── Data to use
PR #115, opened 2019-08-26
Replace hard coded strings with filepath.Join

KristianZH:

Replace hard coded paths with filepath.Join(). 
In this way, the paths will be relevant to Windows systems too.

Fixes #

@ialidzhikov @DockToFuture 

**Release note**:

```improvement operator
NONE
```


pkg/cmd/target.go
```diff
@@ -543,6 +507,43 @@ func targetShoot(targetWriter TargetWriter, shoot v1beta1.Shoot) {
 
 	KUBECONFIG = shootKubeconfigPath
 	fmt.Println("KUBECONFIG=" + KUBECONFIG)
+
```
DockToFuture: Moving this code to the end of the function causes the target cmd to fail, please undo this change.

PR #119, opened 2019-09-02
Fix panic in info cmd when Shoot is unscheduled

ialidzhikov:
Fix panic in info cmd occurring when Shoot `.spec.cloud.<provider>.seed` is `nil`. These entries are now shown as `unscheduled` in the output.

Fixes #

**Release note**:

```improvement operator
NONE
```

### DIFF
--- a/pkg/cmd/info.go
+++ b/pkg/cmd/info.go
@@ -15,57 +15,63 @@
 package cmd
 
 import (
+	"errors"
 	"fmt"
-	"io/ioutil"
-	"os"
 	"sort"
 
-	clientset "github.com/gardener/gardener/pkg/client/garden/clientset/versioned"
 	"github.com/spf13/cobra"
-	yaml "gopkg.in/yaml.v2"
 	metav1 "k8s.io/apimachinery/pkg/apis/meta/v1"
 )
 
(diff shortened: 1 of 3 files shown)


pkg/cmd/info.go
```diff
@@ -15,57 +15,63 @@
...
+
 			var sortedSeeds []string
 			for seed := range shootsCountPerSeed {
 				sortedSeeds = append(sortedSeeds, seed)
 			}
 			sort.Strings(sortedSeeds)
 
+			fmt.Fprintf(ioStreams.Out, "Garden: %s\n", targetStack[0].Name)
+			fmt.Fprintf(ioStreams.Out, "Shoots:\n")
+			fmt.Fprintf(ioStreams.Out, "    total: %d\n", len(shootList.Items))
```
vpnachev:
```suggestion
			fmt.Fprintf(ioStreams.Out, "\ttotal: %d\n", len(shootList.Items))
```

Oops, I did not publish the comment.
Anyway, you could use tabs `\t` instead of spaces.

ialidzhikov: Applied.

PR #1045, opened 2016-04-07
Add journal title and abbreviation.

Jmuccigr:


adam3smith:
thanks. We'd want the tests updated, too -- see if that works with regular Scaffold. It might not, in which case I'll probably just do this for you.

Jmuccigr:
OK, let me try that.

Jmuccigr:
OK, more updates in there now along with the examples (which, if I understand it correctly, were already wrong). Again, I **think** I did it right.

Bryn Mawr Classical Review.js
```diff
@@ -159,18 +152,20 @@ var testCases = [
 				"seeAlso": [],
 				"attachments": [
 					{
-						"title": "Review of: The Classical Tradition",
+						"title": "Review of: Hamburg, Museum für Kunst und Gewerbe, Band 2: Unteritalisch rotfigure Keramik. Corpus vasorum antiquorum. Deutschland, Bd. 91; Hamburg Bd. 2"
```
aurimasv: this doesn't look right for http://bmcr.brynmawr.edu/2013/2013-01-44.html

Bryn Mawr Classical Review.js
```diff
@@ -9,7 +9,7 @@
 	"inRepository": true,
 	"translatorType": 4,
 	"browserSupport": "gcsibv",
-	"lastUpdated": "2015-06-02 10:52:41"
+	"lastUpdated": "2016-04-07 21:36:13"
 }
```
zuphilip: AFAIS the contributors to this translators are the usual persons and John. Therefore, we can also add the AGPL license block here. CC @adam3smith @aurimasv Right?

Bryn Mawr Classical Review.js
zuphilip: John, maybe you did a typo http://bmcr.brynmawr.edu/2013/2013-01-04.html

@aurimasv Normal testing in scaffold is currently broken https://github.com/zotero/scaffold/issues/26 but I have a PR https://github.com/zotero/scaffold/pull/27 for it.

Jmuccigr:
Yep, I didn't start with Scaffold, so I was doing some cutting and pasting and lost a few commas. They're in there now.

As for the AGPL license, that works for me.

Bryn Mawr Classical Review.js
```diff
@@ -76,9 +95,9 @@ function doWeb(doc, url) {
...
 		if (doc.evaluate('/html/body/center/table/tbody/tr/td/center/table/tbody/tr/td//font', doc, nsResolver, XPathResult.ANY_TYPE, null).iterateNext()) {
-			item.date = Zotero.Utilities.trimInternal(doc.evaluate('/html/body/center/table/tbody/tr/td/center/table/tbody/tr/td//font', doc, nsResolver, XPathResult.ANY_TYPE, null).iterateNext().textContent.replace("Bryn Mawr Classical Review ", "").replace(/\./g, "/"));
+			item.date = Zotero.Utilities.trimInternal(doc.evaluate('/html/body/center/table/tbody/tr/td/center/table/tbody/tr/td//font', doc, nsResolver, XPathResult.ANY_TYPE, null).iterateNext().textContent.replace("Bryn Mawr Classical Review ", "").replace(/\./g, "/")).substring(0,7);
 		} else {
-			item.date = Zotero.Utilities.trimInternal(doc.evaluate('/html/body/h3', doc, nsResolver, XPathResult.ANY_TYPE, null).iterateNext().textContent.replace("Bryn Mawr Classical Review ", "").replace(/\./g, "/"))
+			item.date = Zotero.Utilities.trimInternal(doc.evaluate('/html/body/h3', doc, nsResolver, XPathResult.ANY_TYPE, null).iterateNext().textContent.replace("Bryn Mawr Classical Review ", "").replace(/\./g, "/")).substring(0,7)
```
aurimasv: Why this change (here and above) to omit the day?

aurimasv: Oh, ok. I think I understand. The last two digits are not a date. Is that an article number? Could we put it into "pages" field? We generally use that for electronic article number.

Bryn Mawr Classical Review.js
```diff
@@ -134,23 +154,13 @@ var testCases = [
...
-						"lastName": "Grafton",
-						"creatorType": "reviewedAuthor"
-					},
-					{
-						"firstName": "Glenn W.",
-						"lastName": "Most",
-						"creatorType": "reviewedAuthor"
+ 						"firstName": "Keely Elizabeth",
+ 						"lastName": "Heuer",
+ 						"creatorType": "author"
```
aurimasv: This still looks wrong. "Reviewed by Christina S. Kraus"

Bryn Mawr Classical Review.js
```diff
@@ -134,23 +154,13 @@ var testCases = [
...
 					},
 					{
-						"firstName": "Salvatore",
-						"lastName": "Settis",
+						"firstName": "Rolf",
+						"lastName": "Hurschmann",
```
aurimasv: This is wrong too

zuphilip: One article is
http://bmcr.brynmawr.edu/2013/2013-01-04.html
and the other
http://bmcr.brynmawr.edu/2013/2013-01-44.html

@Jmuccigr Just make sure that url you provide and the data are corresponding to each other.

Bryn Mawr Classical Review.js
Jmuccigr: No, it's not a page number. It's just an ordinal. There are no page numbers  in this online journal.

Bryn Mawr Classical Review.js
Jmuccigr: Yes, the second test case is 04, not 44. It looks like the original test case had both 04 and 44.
────
- **What you have to do**: Retype each record, matching it exactly.

- **Result of the exercise**:
PR #115, opened 2019-08-26
Replace hard coded strings with filepath.Join

KristianZH:

Replace hard coded paths with filepath.Join(). 
In this way, the paths will be relevant to Windows systems too.

Fixes #

@ialidzhikov @DockToFuture 

**Release note**:

```improvement operator
NONE
```


pkg/cmd/target.go
```diff
@@ -543,6 +507,43 @@ func targetShoot(targetWriter TargetWriter, shoot v1beta1.Shoot) {
 
 	KUBECONFIG = shootKubeconfigPath
 	fmt.Println("KUBECONFIG=" + KUBECONFIG)
+
```
DockToFuture: Moving this code to the end of the function causes the target cmd to fail, please undo this change.

PR #119, opened 2019-09-02
Fix panic in info cmd when Shoot is unscheduled

ialidzhikov:
Fix panic in info cmd occurring when Shoot `.spec.cloud.<provider>.seed` is `nil`. These entries are now shown as `unscheduled` in the output.

Fixes #

**Release note**:

```improvement operator
NONE
```

### DIFF
--- a/pkg/cmd/info.go
+++ b/pkg/cmd/info.go
@@ -15,57 +15,63 @@
 package cmd
 
 import (
+	"errors"
 	"fmt"
-	"io/ioutil"
-	"os"
 	"sort"
 
-	clientset "github.com/gardener/gardener/pkg/client/garden/clientset/versioned"
 	"github.com/spf13/cobra"
-	yaml "gopkg.in/yaml.v2"
 	metav1 "k8s.io/apimachinery/pkg/apis/meta/v1"
 )
 
(diff shortened: 1 of 3 files shown)


pkg/cmd/info.go
```diff
@@ -15,57 +15,63 @@
...
+
 			var sortedSeeds []string
 			for seed := range shootsCountPerSeed {
 				sortedSeeds = append(sortedSeeds, seed)
 			}
 			sort.Strings(sortedSeeds)
 
+			fmt.Fprintf(ioStreams.Out, "Garden: %s\n", targetStack[0].Name)
+			fmt.Fprintf(ioStreams.Out, "Shoots:\n")
+			fmt.Fprintf(ioStreams.Out, "    total: %d\n", len(shootList.Items))
```
vpnachev:
```suggestion
			fmt.Fprintf(ioStreams.Out, "\ttotal: %d\n", len(shootList.Items))
```

Oops, I did not publish the comment.
Anyway, you could use tabs `\t` instead of spaces.

ialidzhikov: Applied.

PR #1045, opened 2016-04-07
Add journal title and abbreviation.

Jmuccigr:


adam3smith:
thanks. We'd want the tests updated, too -- see if that works with regular Scaffold. It might not, in which case I'll probably just do this for you.

Jmuccigr:
OK, let me try that.

Jmuccigr:
OK, more updates in there now along with the examples (which, if I understand it correctly, were already wrong). Again, I **think** I did it right.

Bryn Mawr Classical Review.js
```diff
@@ -159,18 +152,20 @@ var testCases = [
 				"seeAlso": [],
 				"attachments": [
 					{
-						"title": "Review of: The Classical Tradition",
+						"title": "Review of: Hamburg, Museum für Kunst und Gewerbe, Band 2: Unteritalisch rotfigure Keramik. Corpus vasorum antiquorum. Deutschland, Bd. 91; Hamburg Bd. 2"
```
aurimasv: this doesn't look right for http://bmcr.brynmawr.edu/2013/2013-01-44.html

Bryn Mawr Classical Review.js
```diff
@@ -9,7 +9,7 @@
 	"inRepository": true,
 	"translatorType": 4,
 	"browserSupport": "gcsibv",
-	"lastUpdated": "2015-06-02 10:52:41"
+	"lastUpdated": "2016-04-07 21:36:13"
 }
```
zuphilip: AFAIS the contributors to this translators are the usual persons and John. Therefore, we can also add the AGPL license block here. CC @adam3smith @aurimasv Right?

Bryn Mawr Classical Review.js
zuphilip: John, maybe you did a typo http://bmcr.brynmawr.edu/2013/2013-01-04.html

@aurimasv Normal testing in scaffold is currently broken https://github.com/zotero/scaffold/issues/26 but I have a PR https://github.com/zotero/scaffold/pull/27 for it.

Jmuccigr:
Yep, I didn't start with Scaffold, so I was doing some cutting and pasting and lost a few commas. They're in there now.

As for the AGPL license, that works for me.

Bryn Mawr Classical Review.js
```diff
@@ -76,9 +95,9 @@ function doWeb(doc, url) {
...
 		if (doc.evaluate('/html/body/center/table/tbody/tr/td/center/table/tbody/tr/td//font', doc, nsResolver, XPathResult.ANY_TYPE, null).iterateNext()) {
-			item.date = Zotero.Utilities.trimInternal(doc.evaluate('/html/body/center/table/tbody/tr/td/center/table/tbody/tr/td//font', doc, nsResolver, XPathResult.ANY_TYPE, null).iterateNext().textContent.replace("Bryn Mawr Classical Review ", "").replace(/\./g, "/"));
+			item.date = Zotero.Utilities.trimInternal(doc.evaluate('/html/body/center/table/tbody/tr/td/center/table/tbody/tr/td//font', doc, nsResolver, XPathResult.ANY_TYPE, null).iterateNext().textContent.replace("Bryn Mawr Classical Review ", "").replace(/\./g, "/")).substring(0,7);
 		} else {
-			item.date = Zotero.Utilities.trimInternal(doc.evaluate('/html/body/h3', doc, nsResolver, XPathResult.ANY_TYPE, null).iterateNext().textContent.replace("Bryn Mawr Classical Review ", "").replace(/\./g, "/"))
+			item.date = Zotero.Utilities.trimInternal(doc.evaluate('/html/body/h3', doc, nsResolver, XPathResult.ANY_TYPE, null).iterateNext().textContent.replace("Bryn Mawr Classical Review ", "").replace(/\./g, "/")).substring(0,7)
```
aurimasv: Why this change (here and above) to omit the day?

aurimasv: Oh, ok. I think I understand. The last two digits are not a date. Is that an article number? Could we put it into "pages" field? We generally use that for electronic article number.

Bryn Mawr Classical Review.js
```diff
@@ -134,23 +154,13 @@ var testCases = [
...
-						"lastName": "Grafton",
-						"creatorType": "reviewedAuthor"
-					},
-					{
-						"firstName": "Glenn W.",
-						"lastName": "Most",
-						"creatorType": "reviewedAuthor"
+ 						"firstName": "Keely Elizabeth",
+ 						"lastName": "Heuer",
+ 						"creatorType": "author"
```
aurimasv: This still looks wrong. "Reviewed by Christina S. Kraus"

Bryn Mawr Classical Review.js
```diff
@@ -134,23 +154,13 @@ var testCases = [
...
 					},
 					{
-						"firstName": "Salvatore",
-						"lastName": "Settis",
+						"firstName": "Rolf",
+						"lastName": "Hurschmann",
```
aurimasv: This is wrong too

zuphilip: One article is
http://bmcr.brynmawr.edu/2013/2013-01-04.html
and the other
http://bmcr.brynmawr.edu/2013/2013-01-44.html

@Jmuccigr Just make sure that url you provide and the data are corresponding to each other.

Bryn Mawr Classical Review.js
Jmuccigr: No, it's not a page number. It's just an ordinal. There are no page numbers  in this online journal.

Bryn Mawr Classical Review.js
Jmuccigr: Yes, the second test case is 04, not 44. It looks like the original test case had both 04 and 44.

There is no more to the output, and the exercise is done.